Tuna, bir odada gözlerini tavana dikerek dinleneceği günün hayalini kurardı hep... Şansa bakın! İsteği masallardaki gibi şıppadak gerçek olmaz mı!
Tuna'nın başına ne mi geldi?
Az bilinen, nerdeyse on binde bir rastlanan bir şey! Tuna, ilaçların yan etkisi denemeleri için kobay olmadı. Uzay kampındaki uzun süreli uzay görevinin, astronotlarda yaratacağı psikolojik etkileri araştıran gruba denek olarak da girmedi. Hepsinden farklı, bambaşka bir şey geldi başına.

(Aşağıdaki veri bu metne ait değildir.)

PR #328, opened 2015-07-08
First draft of making MapConfig generic.

gorzell:
In the current implementation MapConfig is forced to be String, String.  I don't think this makes sense for all cases and have a specific case where it would be nice if it was String, Object.  It seemed like it might make more sense to add a type parameter than proliferate MapConfig classes of various types.  I tried to leave as much of the functionality intact as possible.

İlk iki gün yalnızlık çekmedi ve birileriyle konuşmaya ihtiyaç bile duymadı. Ama sonra... Bir değil, birçok gün yalnız kalacağı fikrine alışması zordu. Neyse ki teyzesinin kartondan yaptığı bir teleskop, Tuna'nın odasındaki pencereyi kocaman bir dünyaya açtı. Tuna'nın gördüğü, yüzlerinde rengârenk anahtar desenleri olan bir peron dolusu insandı ve o yüzlerdeki anahtarları sayıyordu...
Usta yazar Sevim Ak, çocuk edebiyatı alanındaki 30 yılı aşkın deneyimi ve özgün anlatımıyla bu romanında, tüm okurlarını anahtar deliğinden içeri davet ediyor.